Bob pushed her back. One hand still bound with flaxen silk, she took Jay’s face and made her look at her.
“I know you want me, Jaybird. Whoever you wanted before, that’s nothing to do with me. What other people have to say, though? People who don’t even fucking know you? That’s everything to do with me. Jay, this parade is for people like us. People like Brodie, Rene, me and you. But even if everyone there turned on you for wearin’ your colours, or me for being seen with you, we’d say fuck the lot of them and leave. We’ll leave together Jay, ‘cause you’re mine. You’re all I want, Jay.”
They kissed again, Bob’s own cap getting knocked off as Jay reached for her hidden hair. Jay’s sharp hips canted, lightly into Bob. The movement was not an invitation, Bob knew, but a uniquely Jay flavoured assurance. It was getting better. Everything would be alright.
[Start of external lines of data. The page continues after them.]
PR #915, opened 2020-06-17
swift: Add another explicit init for Swift 5.2

keith:
Without this we see this crash:

```
Fatal error: Use of unimplemented initializer 'init()' for class 'Envoy.MockStreamClient'
```


keith:
It would if we were validating this here, but we can't right now because we're waiting on https://github.com/bazelbuild/rules_apple/pull/753

In theory we could add the patch but that would force any bazel users to also add the patch (probably no one tho?)

PR #927, opened 2020-06-23
ci: fix liveliness flakiness

rebello95:
We've seen some flakiness on the iOS liveliness CI jobs which appear to be caused by the fact that the first response log from the hello world projects is not showing up when the script greps for `Response status (1): 200`. This PR aims to:

- Fix these flakes by grepping for any 200 response in the logs (rather than specifically the first one)
- Unify the logging and CI behavior for all 4 languages
- Fix error messages not being displayed in the Objective-C hello world app


junr03:
@rebello95 looks like there is some linting and building issues with the android side of things

rebello95:
Green now @buildbreaker @junr03

PR #940, opened 2020-07-07
filters: add initial support for bridged filters

goaway:
Description: Adds support for platform-bridged filter implementations at the common and bridge layers of the library. Includes a stub implementation hardcoded into configuration. Dynamic configuration and data support, with platform-specific presentations, to come.
Risk Level: Moderate
Testing: Local end-to-end


goaway:
Note: this requires upstream Envoy update, and will need to be rebased when that merges. See: https://github.com/lyft/envoy-mobile/pull/923

goaway:
Note: pending completed stub implementation.

library/common/extensions/filters/http/platform_extension/c_types.h
```diff
@@ -0,0 +1,97 @@
...
+
+/**
+ * Raw datatype containing dispatch functions for a platform-native HTTP filter. Leveraged by the
+ * BridgingFilter
+ */
+typedef struct {
+  envoy_filter_on_headers_f on_request_headers;
+  envoy_filter_on_data_f on_request_data;
+  envoy_filter_on_trailers_f on_request_trailers;
+  envoy_filter_on_headers_f on_response_headers;
```
rebello95, line 93: In the past we've had bugs with C structs that have callback properties with the same types (i.e., `envoy_filter_on_headers_f` for request and response). Would it be possible to either a) add tests for the bridging (@junr03 maybe has thoughts?) or b) use different type signatures so they're enforced by the compiler?

library/common/extensions/filters/http/platform_extension/config.h
```diff
@@ -0,0 +1,33 @@
...
+#include "library/common/extensions/filters/http/platform_extension/filter.pb.h"
+#include "library/common/extensions/filters/http/platform_extension/filter.pb.validate.h"
+
+namespace Envoy {
+namespace Extensions {
+namespace HttpFilters {
+namespace PlatformExtension {
+
+/**
+ * Config registration for the decompressor filter. @see NamedHttpFilterConfigFactory.
```
rebello95, line 14: Bad copy/paste

library/common/extensions/filters/http/platform_extension/filter.proto
```diff
@@ -0,0 +1,9 @@
+syntax = "proto3";
+
+package envoymobile.extensions.filters.http.platform_extension;
+
+import "validate/validate.proto";
+
+message Bridging {
+  string name = 1 [(validate.rules).string.min_bytes = 1];
+}
```
rebello95, line 9: Can we document how this works/is intended to be used?

envoy_build_config/BUILD
```diff
@@ -22,5 +22,6 @@ envoy_cc_library(
         "@envoy//source/extensions/filters/network/http_connection_manager:config",
         "@envoy//source/extensions/stat_sinks/metrics_service:config",
         "@envoy//source/extensions/transport_sockets/tls:config",
+        "@envoy_mobile//library/common/extensions/filters/http/platform_extension:config",
```
junr03, line 25: nit: the name extension suffix is a little odd, because the extension is a filter, not a generic "PlatformExtension".

envoy_build_config/extensions_build_config.bzl
```diff
@@ -5,5 +5,6 @@ EXTENSIONS = {
     "envoy.filters.network.http_connection_manager":    "//source/extensions/filters/network/http_connection_manager:config",
     "envoy.stat_sinks.metrics_service":                 "//source/extensions/stat_sinks/metrics_service:config",
     "envoy.transport_sockets.tls":                      "//source/extensions/transport_sockets/tls:config",
+    "envoy.filters.http.platform_extension":            "@envoy_mobile//library/common/extensions/filters/http/platform_extension:config",
```
junr03, line 8: should we do alpha ordering here?

envoy_build_config/BUILD
junr03: Ok, after reading more of the PR I think I see your thought here. The `PlatformExtension` namespace contains types that bridge to the platform. In this case it is the bridge filter. Usually the directory and the namespace share the filter's name, but I see how here is different.

library/common/api/external.cc
```diff
@@ -0,0 +1,25 @@
+#include "external.h"
+
+#include <unordered_map>
+
+#include "common/common/assert.h"
+
+namespace Envoy {
+namespace Api {
+namespace External {
```
junr03, line 9:
```suggestion
namespace PlatformExtension {
```

I think this meshes well with the rest of the PR, because it tells us that these function signatures allow us to register _any_ platform extension api?

library/common/api/external.cc
```diff
@@ -0,0 +1,25 @@
...
+
+static std::unordered_map<std::string, void*> registry_{};
```
junr03, line 11: How will this work with instance-based engines? Will the registry be per instance, or do you see this always being static?

library/common/api/external.h
```diff
@@ -0,0 +1,22 @@
...
+
+namespace Envoy {
+namespace Api {
+namespace External {
+
+/**
+ * Register an external runtime API for usage (most likely in extensions).
+ * NOTE: This is a proof of concept implementation and a HACK. Registration is NOT thread-safe.
+ */
+void registerApi(std::string name, void* api);
```
junr03, line 13: Should probably also note that name collisions update the stored api?

library/common/api/external.cc
```diff
@@ -0,0 +1,25 @@
...
+
+void registerApi(std::string name, void* api) {
+  registry_[name] = api;
+}
+
+void* retrieveApi(std::string name) {
+  void* api = registry_[name];
+  ASSERT(api);
```
junr03, line 19: Interesting, crash if not present?

library/common/extensions/filters/http/platform_extension/filter.proto
```diff
@@ -0,0 +1,9 @@
+syntax = "proto3";
+
+package envoymobile.extensions.filters.http.platform_extension;
+
+import "validate/validate.proto";
+
+message Bridging {
+  string name = 1 [(validate.rules).string.min_bytes = 1];
```
junr03, line 8:
```suggestion
  string platform_api_name = 1 [(validate.rules).string.min_bytes = 1];
```

library/common/extensions/filters/http/platform_extension/config.h
junr03, line 14:
```suggestion
 * Config registration for the bridging filter. @see NamedHttpFilterConfigFactory.
```

library/common/extensions/filters/http/platform_extension/config.h
```diff
@@ -0,0 +1,33 @@
...
+ */
+class BridgingFilterFactory
+    : public Common::FactoryBase<
+          envoymobile::extensions::filters::http::platform_extension::Bridging> {
+public:
+  BridgingFilterFactory() : FactoryBase("platform_extension") {}
```
junr03, line 20:
```suggestion
  BridgingFilterFactory() : FactoryBase("bridging") {}
```

library/common/extensions/filters/http/platform_extension/c_types.h
```diff
@@ -0,0 +1,97 @@
+#pragma once
+
+#include "library/common/types/c_types.h"
+
+// NOLINT(namespace-envoy)
+
+/**
+ * Return codes for on-headers filter invocations. See envoy/http/filter.h
```
junr03, line 8:
```suggestion
 * Return codes for on-headers filter invocations. @see envoy/http/filter.h
```

same elsewhere

library/common/extensions/filters/http/platform_extension/c_types.h
```diff
@@ -0,0 +1,97 @@
...
+                                                                   bool end_stream,
+                                                                   void* context);
+
+#ifdef __cplusplus
+} // function pointers
+#endif
+
+/**
+ * Raw datatype containing dispatch functions for a platform-native HTTP filter. Leveraged by the
+ * BridgingFilter
```
junr03, line 87:
```suggestion
 * BridgingFilter.
```

library/common/extensions/filters/http/platform_extension/bridging_filter.cc
```diff
@@ -0,0 +1,115 @@
...
+    return Http::FilterHeadersStatus::Continue;
+  }
+}
+
+BridgingFilterConfig::BridgingFilterConfig(
+    const envoymobile::extensions::filters::http::platform_extension::Bridging& proto_config)
+    : name_(proto_config.name()) {}
+
+BridgingFilter::BridgingFilter(BridgingFilterConfigSharedPtr config)
+    : platform_filter_(
```
junr03, line 40: I wonder if this should live in the BridgingFilterConfig class. That way if we crash/throw an exception we can do so at config time and not when the first stream creates the filter.

library/common/extensions/filters/http/platform_extension/bridging_filter.cc
```diff
@@ -0,0 +1,115 @@
...
+Http::FilterHeadersStatus BridgingFilter::decodeHeaders(Http::RequestHeaderMap& headers,
+                                                        bool end_stream) {
+  envoy_headers in_headers = Http::Utility::toBridgeHeaders(headers);
+  envoy_filter_headers_status result = platform_filter_->on_request_headers(in_headers, end_stream, platform_filter_->context);
+  Http::FilterHeadersStatus status = mapStatus(result.status);
+  // Current platform implementations expose immutable headers, thus any modification necessitates a full copy.
+  // If the returned pointer is identical, we assume no modification was made and elide the copy here.
+  if (in_headers.headers != result.headers.headers) {
+    headers.clear();
+    for (envoy_header_size_t i = 0; i < result.headers.length; i++) {
```
junr03, line 52: TODO for optimization

library/common/extensions/filters/http/platform_extension/bridging_filter.cc
```diff
@@ -0,0 +1,115 @@
...
+Http::FilterMetadataStatus BridgingFilter::decodeMetadata(Http::MetadataMap& /*metadata*/) {
+  return Http::FilterMetadataStatus::Continue;
+}
+
+Http::FilterHeadersStatus
+BridgingFilter::encode100ContinueHeaders(Http::ResponseHeaderMap& /*headers*/) {
+  return Http::FilterHeadersStatus::Continue;
+}
+
+Http::FilterHeadersStatus BridgingFilter::encodeHeaders(Http::ResponseHeaderMap& headers,
```
junr03, line 80: we can probably extract all this logic to a helper function that takes a function pointer, that way decode/encodeHeaders don't need to have all this repeated code?

library/common/extensions/filters/http/platform_extension/filter.proto
goaway: This particular part won't ever really be publicly exposed/used. But I do intend to make a documentation PR that fully describes how to create and use platform extensions.

library/common/extensions/filters/http/platform_extension/config.h
goaway: Yep, thank you.

library/common/extensions/filters/http/platform_extension/c_types.h
goaway: The compiler won't actually save us here even if we create a separate definition, because at the end of the day they are just `typedef`s that will compile down to the same thing.

I agree about testing and once we have a framework in place for bridge testing, this will be an area to cover.

library/common/extensions/filters/http/platform_extension/bridging_filter.h
```diff
@@ -0,0 +1,58 @@
...
+  Http::FilterHeadersStatus encode100ContinueHeaders(Http::ResponseHeaderMap& headers) override;
+  Http::FilterHeadersStatus encodeHeaders(Http::ResponseHeaderMap& headers,
+                                          bool end_stream) override;
+  Http::FilterDataStatus encodeData(Buffer::Instance& data, bool end_stream) override;
+  Http::FilterTrailersStatus encodeTrailers(Http::ResponseTrailerMap& trailers) override;
+  Http::FilterMetadataStatus encodeMetadata(Http::MetadataMap& metadata) override;
+
+private:
+  // FIXME: this leaks
+  const envoy_http_filter* platform_filter_;
```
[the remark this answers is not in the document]
goaway: This won't cause an issue right now because it's effectively static (as is the engine itself). It's just a note to myself so I don't forget about it later.

I will add a more detailed comment and link it to the issue for a fully-instantiated engine.

envoy_build_config/BUILD
goaway: I'm not married to the naming, but yeah, that was my thinking at the time.

library/common/api/external.cc
goaway: Per-instance. I'm going to do a pass and flag and link anything that needs to be updated once the engine is instantiated.

library/common/api/external.h
goaway: I considered asserting on collisions. This is really just a quick fix solution that could be improved to be safe.

Since this will be handled behind the scenes when I update with the dynamic configuration PR, I decided to wait to update it until then.

library/common/api/external.cc
goaway: Sure - it may be obvious that I waffled a bit on naming and "external" was just a possibility I considered, too.

envoy_build_config/extensions_build_config.bzl
goaway: Sounds good.

library/common/config_template.cc
```diff
@@ -32,6 +32,10 @@ const char* config_template = R"(
                         base_interval: 0.25s
                         max_interval: 60s
         http_filters:
+          - name: envoy.filters.http.platform_extension
+            typed_config:
+              "@type": type.googleapis.com/envoymobile.extensions.filters.http.platform_extension.Bridging
+              name: PlatformStub
```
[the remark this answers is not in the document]
goaway: (Same as below)
This particular part won't ever really be publicly exposed/used. But I do intend to make a documentation PR that fully describes how to create and use platform extensions.

library/common/extensions/filters/http/platform_extension/bridging_filter.cc
```diff
@@ -0,0 +1,115 @@
+#include "library/common/extensions/filters/http/platform_extension/bridging_filter.h"
+
+//#include <iostream>
```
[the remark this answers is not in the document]
goaway: Thanks. :)

library/common/api/external.h
```diff
@@ -0,0 +1,22 @@
...
+
+#include <string>
+
+namespace Envoy {
+namespace Api {
+namespace External {
+
+/**
+ * Register an external runtime API for usage (most likely in extensions).
+ * NOTE: This is a proof of concept implementation and a HACK. Registration is NOT thread-safe.
```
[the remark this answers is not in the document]
goaway: Yes, but improvement will come in a separate PR (see below).

library/common/extensions/filters/http/platform_extension/bridging_filter.cc
goaway: Remember that for the current use case, with dynamic filter configuration, this will be handled correctly behind the scenes, at config time.

For the general case I don't really know how to make that happen without significant new plumbing, because the platform API is a runtime-defined memory location, that must be passed by the platform down into Envoy. This would require threading that into Envoy's startup sequencing. I'd suggest it could maybe be an item for future work, but a crash an API lookup seemed good enough for now (again, especially since dynamic configuration will handle this correctly without user intervention).

library/common/extensions/filters/http/platform_extension/bridging_filter.cc
goaway: This already elides the copy in the unmodified case.

@rebello95 and @buildbreaker felt somewhat strongly about using immutable objects in the filter callbacks, so a full copy is more or less necessary if any modification was made (and in fact, has already happened). (We could filter for a diff in linear time, but then the copy is linear, too). If we created a _custom_ builder in the callback that accumulated a diff and passed back the builder _instead_ of a realized collection, we could operate on the diff directly, but I think that's introducing quite a lot of complexity at that point. After some more reflection, I basically think there are two reasonable approaches:

1. Accept that using immutable objects implies copies will be made.
2. Switch to mutable objects like Envoy does in its own filters, opening the door for fully-bridged collections.

1) seems good enough to me for now, though I'd somewhat prefer 2) long-term. Either way I think further discussion would need to happen were we to change course.

library/common/extensions/filters/http/platform_extension/bridging_filter.cc
goaway: Yep I actually planned to do exactly that, but was holding off while things were in flux.

library/common/extensions/filters/http/platform_extension/bridging_filter.cc
```diff
@@ -0,0 +1,115 @@
...
+  case ENVOY_FILTER_HEADERS_STATUS_CONTINUE:
+    return Http::FilterHeadersStatus::Continue;
+  case ENVOY_FILTER_HEADERS_STATUS_STOP_ITERATION:
+    return Http::FilterHeadersStatus::StopIteration;
+  case ENVOY_FILTER_HEADERS_STATUS_CONTINUE_AND_END_STREAM:
+    return Http::FilterHeadersStatus::ContinueAndEndStream;
+  case ENVOY_FILTER_HEADERS_STATUS_STOP_ALL_ITERATION_AND_BUFFER:
+    return Http::FilterHeadersStatus::StopAllIterationAndBuffer;
+  default:
+    ASSERT(false, "unrecognized filter status from platform: {}");
```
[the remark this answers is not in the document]
goaway: It's coming from the platform layer. Thank you for the catch on the interpolation. :)

library/common/api/external.cc
goaway: Yes, because I don't really see a readily-available better option, and at least for this case, this won't be exposed for direct user interaction (see the comment for more of my thinking on this).

If the API isn't located, a crash is probably about to happen anyways; this just does the operator of the library the courtesy of telling them why.

library/common/extensions/filters/http/platform_extension/config.h
goaway: Thanks, good catch. :)

library/common/extensions/filters/http/platform_extension/filter.proto
goaway: I sort of think `name` is fine here. There's precedent, and recall that we'll be generating this. If we were to change it though, I would consider `platform_filter_name`, since not just any platform api will cut it.

goaway:
This update adds an optimized path for no-op filter callbacks, as well as allowing calloc to trivially create a no-op filter - utilized here as a PlatformStub implementation.

It also factors out common callback logic on the request and response path for headers.

goaway:
With this the PR should be functionally green, once upstream can be updated.

library/common/extensions/filters/http/platform_extension/bridging_filter.cc
goaway: Done in the latest update. :)

library/common/extensions/filters/http/platform_extension/bridging_filter.cc
buildbreaker: Yeah, I feel 1 is an acceptable approach right now. We know of this could be optimized (we also know how we want to optimize it) and we can tackle this problem later on.

library/common/api/external.h
junr03: alright, I'd leave a todo then

library/common/extensions/filters/http/platform_extension/filter.proto
junr03: I vote for `platform_filter_name`. Usually, `name` referred to the name of the filter itself, but here it refers to the name of the _platform_ filter. So even though this is not public, I think a more specific name is good.

library/common/extensions/filters/http/platform_extension/bridging_filter.cc
junr03: Ok, my thinking was that a user would register platform filters after engine instantiation but before initialization. So then it would make sense to have the lookup in the config. But if the thinking is that a user might register filters after engine initialization this makes sense. 

So then, I guess the larger question is how long do we want to support filter registration.

library/common/extensions/filters/http/platform_extension/bridging_filter.cc
junr03: Right, so I think we should leave some trail of that long term thinking. Perhaps actually an issue is better.

envoy_build_config/BUILD
goaway: See what you think of the updated naming.

library/common/api/external.cc
goaway: Now that I've updated everything else to standardize on `PlatformBridge`, I actually think this should remain `External`. _Any_ API external to the library could be registered here, but everything labeled `PlatformBridge` relates specifically to bridging up to a platform runtime environment.

library/common/extensions/filters/http/platform_extension/bridging_filter.cc
goaway: I think we're misunderstanding each other. I am indeed planning to register filters prior to Engine initialization.

But I think I understand you now. You're suggesting the config could perform the API lookup during initialization. Sure - in fact, I agree, I like that better. (Is that what you mean?)

library/common/extensions/filters/http/platform_extension/bridging_filter.cc
goaway: To clarify, I don't think there is really room for further optimization if we stick with immutable types. (At least anything that won't be terribly convoluted.)

So, I was trying to say is that there's maybe only a TODO for further optimization if we expect to switch to mutable types at some point in the future.

But I agree with your point about capturing context, and will create an issue and link it here.

goaway: Done.

library/common/extensions/filters/http/platform_bridge/c_types.h
```diff
@@ -0,0 +1,96 @@
...
+ * Function signature for on-data filter invocations.
+ */
+typedef envoy_filter_data_status (*envoy_filter_on_data_f)(envoy_data data, bool end_stream,
+                                                           void* context);
+
+/**
+ * Function signature for on-trailers filter invocations.
+ */
+typedef envoy_filter_trailers_status (*envoy_filter_on_trailers_f)(envoy_headers trailers,
+                                                                   bool end_stream, void* context);
```
rebello95, line 78: `end_stream` should be omitted since trailers always indicate an end-of-stream

library/common/types/c_types.h
```diff
@@ -103,6 +103,14 @@ extern "C" { // utility functions
  */
 void* safe_malloc(size_t size);
 
+/**
+ * calloc wrapper that asserts that the returned pointer is valid. Otherwise, the program exits.
```
rebello95, line 107: This isn't necessarily true since we compile out release asserts, right? Maybe worth clarifying

library/common/extensions/filters/http/platform_bridge/c_types.h
goaway: Yep, good catch.

library/common/types/c_types.h
goaway: It's a little confusing, but actually the other way around. `RELEASE_ASSERT` is never compiled out, regular `ASSERT` can be.

goaway:
Finally rebased on upstream Envoy update.

goaway:
CI is green; proceeding with merge (with previous approvals).

library/common/extensions/filters/http/platform_extension/filter.proto
goaway: https://github.com/lyft/envoy-mobile/pull/955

Jay sat back on Bob’s thighs and coughed, scrubbing at her sticky cheeks.
“Shit, Big Girl.” She still sounded embarrassed, but in a wearier, moodier sort of way. The sadness had all bled out. Bob shrugged against the cushions, smiling easily this time. Jay peered at her a moment, then tugged her sleeve over her knuckles and began to wipe the last traces of tears from Bob’s face, dabbing carefully around her eyes and lips. “Don’t you fuckin’ start. Shit, it’s like a fuckin’ disease.”
Once Bob’s face was dry, Jay twisted around to the table where the forgotten paints sat. She shunted off Bob’s lap, deliberately catching her plump hip with her full weight on the way down. With a resolute sniff, she snatched up the crusty little brush and dunked it in the water.
“Keep blubberin’ like that, Tubs, your colours won’t stay.”